WORK ORDER → The whole of the data is to be returned without a single change.

(Collected data entries)
#####
PR #5008, opened 2026-06-16
fix(plugin/wasi-logging): validate full string extent in Log::body

Yashika0724:
## Description

`getPointer<char *>` checks `sizeof(char)` — 1 byte — at the given offset. The context and message strings are then consumed as `CxtLen` / `MsgLen` bytes from those pointers: first through the `string_view` comparisons (`== "stdout"`, `!= getLogFileName()`) and then via the spdlog formatting calls.

When a Wasm module passes `CxtPtr + CxtLen` or `MsgPtr + MsgLen` past the linear memory boundary, the subsequent reads hit the `PROT_NONE` guard page and crash the host process (`SIGSEGV` on mmap platforms, access violation on Windows).

Replaced both `getPointer<char *>` + manual `string_view` construction with `getStringView(ptr, len)`, which calls `checkAccessBound(offset, len)` over the full extent and returns an empty view on failure — same pattern used for string arguments elsewhere in the codebase.

## Checklist

## Test Evidence

Added two cases to `test/plugins/wasi_logging/wasi_logging.cpp` (`func_log_oob`):

- **OOB context**: `CxtPtr=65535`, `CxtLen=100` — extends 99 bytes past the single-page boundary. Before the fix this crashes the host process; after the fix `run()` returns `HostFuncError`.
- **OOB message**: valid `CxtPtr` (`"stdout"`), `MsgPtr=65535`, `MsgLen=100`. Same outcome.

All existing `func_log` cases continue to pass — `getStringView` returns the same `string_view` as before for in-bounds inputs.


hydai (changes requested):
Please provide a proof of concept to verify this behavior.

Yashika0724:
> Please provide a proof of concept to verify this behavior.

Hi @hydai, I've added regression tests in func_log_oob covering both the OOB context and OOB message cases. 
Let me know if you'd like any changes!

Yashika0724:
Hi @hydai, here's the proof of concept, including a minimal WAT reproducer and the precise crash path.

## Crash path (unpatched code)

`Log::body` in `lib/plugin/wasi_logging/func.cpp` (lines 27–35 before the fix):

```cpp
char *MsgBuf = MemInst->getPointer<char *>(MsgPtr);   // validates sizeof(char) = 1 byte only
// ...
std::string_view MsgSV(MsgBuf, MsgLen);                // constructs a view of MsgLen bytes
```

`getPointer<char*>(offset)` calls `checkAccessBound(offset, sizeof(char))` — it validates only **1 byte** at `MsgPtr`.
With `MsgPtr = 65535` on a 1-page memory (65 536 bytes): `65535 + 1 = 65536 ≤ 65536` → check passes, returns `&DataPtr[65535]`.

`string_view MsgSV(MsgBuf, 100)` then constructs a view of **100 bytes** starting at that pointer.
spdlog reads bytes `[65535, 65634)` - **99 bytes past the Wasm page boundary** - which lands in the OS guard page → **SIGSEGV** on Linux/macOS, access violation on Windows.

## Reproducer: `test/plugins/wasi_logging/poc_oob_log.wat`

I've committed a minimal WAT file to the branch. Steps to verify:

```bash
# Compile the WAT to Wasm
wat2wasm test/plugins/wasi_logging/poc_oob_log.wat -o /tmp/poc_oob_log.wasm

# --- Without the fix (parent commit d8d8df9^) ---
git checkout d8d8df9^
cmake --build build --target wasmedge -j$(nproc)
./build/tools/wasmedge/wasmedge /tmp/poc_oob_log.wasm
# → Segmentation fault (core dumped)

# --- With the fix ---
git checkout fix/wasi-logging-log-oob-read
cmake --build build --target wasmedge -j$(nproc)
./build/tools/wasmedge/wasmedge /tmp/poc_oob_log.wasm
# → [error] ErrCode: HostFuncError  (clean trap, no crash)
```

## After the fix

`getStringView(MsgPtr, MsgLen)` calls `checkAccessBound(65535, 100)` → `65535 + 100 = 65635 > 65536` → fails → returns `{}` → `MsgSV.data() == nullptr` → returns `HostFuncError`. No memory is read past the page boundary.

The `func_log_oob` test cases exercise exactly this path at the unit-test level.

test/plugins/wasi_logging/poc_oob_log.wat
```diff
@@ -0,0 +1,42 @@
+;; Proof-of-concept: OOB read in wasi:logging/logging#log (pre-fix)
```
q82419: This WAT is not used in your test file and unrelated. remove it.

q82419 (changes requested):

test/plugins/wasi_logging/poc_oob_log.wat
Yashika0724: Done, removed in the latest commit.

q82419 (approved):

Yashika0724:
Hi @hydai, following up here - I've added a minimal WAT reproducer and the exact crash path above (https://github.com/WasmEdge/WasmEdge/pull/5008#issuecomment) showing the unpatched code segfaulting (`getPointer<char*>` only bounds-checks 1 byte, then the host reads `MsgLen` bytes past it into the guard page) and the fix returning a clean `HostFuncError` instead. @q82419 has since reviewed the latest commit and approved. Could you take another look when you have a chance? Happy to add anything else needed to verify.

hydai (approved):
#####
EXERCISE RESULT →
PR #5008, opened 2026-06-16
fix(plugin/wasi-logging): validate full string extent in Log::body

Yashika0724:
## Description

`getPointer<char *>` checks `sizeof(char)` — 1 byte — at the given offset. The context and message strings are then consumed as `CxtLen` / `MsgLen` bytes from those pointers: first through the `string_view` comparisons (`== "stdout"`, `!= getLogFileName()`) and then via the spdlog formatting calls.

When a Wasm module passes `CxtPtr + CxtLen` or `MsgPtr + MsgLen` past the linear memory boundary, the subsequent reads hit the `PROT_NONE` guard page and crash the host process (`SIGSEGV` on mmap platforms, access violation on Windows).

Replaced both `getPointer<char *>` + manual `string_view` construction with `getStringView(ptr, len)`, which calls `checkAccessBound(offset, len)` over the full extent and returns an empty view on failure — same pattern used for string arguments elsewhere in the codebase.

## Checklist

## Test Evidence

Added two cases to `test/plugins/wasi_logging/wasi_logging.cpp` (`func_log_oob`):

- **OOB context**: `CxtPtr=65535`, `CxtLen=100` — extends 99 bytes past the single-page boundary. Before the fix this crashes the host process; after the fix `run()` returns `HostFuncError`.
- **OOB message**: valid `CxtPtr` (`"stdout"`), `MsgPtr=65535`, `MsgLen=100`. Same outcome.

All existing `func_log` cases continue to pass — `getStringView` returns the same `string_view` as before for in-bounds inputs.


hydai (changes requested):
Please provide a proof of concept to verify this behavior.

Yashika0724:
> Please provide a proof of concept to verify this behavior.

Hi @hydai, I've added regression tests in func_log_oob covering both the OOB context and OOB message cases. 
Let me know if you'd like any changes!

Yashika0724:
Hi @hydai, here's the proof of concept, including a minimal WAT reproducer and the precise crash path.

## Crash path (unpatched code)

`Log::body` in `lib/plugin/wasi_logging/func.cpp` (lines 27–35 before the fix):

```cpp
char *MsgBuf = MemInst->getPointer<char *>(MsgPtr);   // validates sizeof(char) = 1 byte only
// ...
std::string_view MsgSV(MsgBuf, MsgLen);                // constructs a view of MsgLen bytes
```

`getPointer<char*>(offset)` calls `checkAccessBound(offset, sizeof(char))` — it validates only **1 byte** at `MsgPtr`.
With `MsgPtr = 65535` on a 1-page memory (65 536 bytes): `65535 + 1 = 65536 ≤ 65536` → check passes, returns `&DataPtr[65535]`.

`string_view MsgSV(MsgBuf, 100)` then constructs a view of **100 bytes** starting at that pointer.
spdlog reads bytes `[65535, 65634)` - **99 bytes past the Wasm page boundary** - which lands in the OS guard page → **SIGSEGV** on Linux/macOS, access violation on Windows.

## Reproducer: `test/plugins/wasi_logging/poc_oob_log.wat`

I've committed a minimal WAT file to the branch. Steps to verify:

```bash
# Compile the WAT to Wasm
wat2wasm test/plugins/wasi_logging/poc_oob_log.wat -o /tmp/poc_oob_log.wasm

# --- Without the fix (parent commit d8d8df9^) ---
git checkout d8d8df9^
cmake --build build --target wasmedge -j$(nproc)
./build/tools/wasmedge/wasmedge /tmp/poc_oob_log.wasm
# → Segmentation fault (core dumped)

# --- With the fix ---
git checkout fix/wasi-logging-log-oob-read
cmake --build build --target wasmedge -j$(nproc)
./build/tools/wasmedge/wasmedge /tmp/poc_oob_log.wasm
# → [error] ErrCode: HostFuncError  (clean trap, no crash)
```

## After the fix

`getStringView(MsgPtr, MsgLen)` calls `checkAccessBound(65535, 100)` → `65535 + 100 = 65635 > 65536` → fails → returns `{}` → `MsgSV.data() == nullptr` → returns `HostFuncError`. No memory is read past the page boundary.

The `func_log_oob` test cases exercise exactly this path at the unit-test level.

test/plugins/wasi_logging/poc_oob_log.wat
```diff
@@ -0,0 +1,42 @@
+;; Proof-of-concept: OOB read in wasi:logging/logging#log (pre-fix)
```
q82419: This WAT is not used in your test file and unrelated. remove it.

q82419 (changes requested):

test/plugins/wasi_logging/poc_oob_log.wat
Yashika0724: Done, removed in the latest commit.

q82419 (approved):

Yashika0724:
Hi @hydai, following up here - I've added a minimal WAT reproducer and the exact crash path above (https://github.com/WasmEdge/WasmEdge/pull/5008#issuecomment) showing the unpatched code segfaulting (`getPointer<char*>` only bounds-checks 1 byte, then the host reads `MsgLen` bytes past it into the guard page) and the fix returning a clean `HostFuncError` instead. @q82419 has since reviewed the latest commit and approved. Could you take another look when you have a chance? Happy to add anything else needed to verify.

hydai (approved):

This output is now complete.